Work instructions
Your task is to extract every line from the material below exactly.

Provided entries
PR #2271, opened 2021-05-11
[VR-11200] Fix bug in ER updateModifiedTimestamp which used mysql-specific syntax

coryverta:
mssql does not support the built-in function `greatest` so it is necessary to perform the date comparison in code.


conradoverta (approved):
Wow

Exercise output
PR #2271, opened 2021-05-11
[VR-11200] Fix bug in ER updateModifiedTimestamp which used mysql-specific syntax

coryverta:
mssql does not support the built-in function `greatest` so it is necessary to perform the date comparison in code.


conradoverta (approved):
Wow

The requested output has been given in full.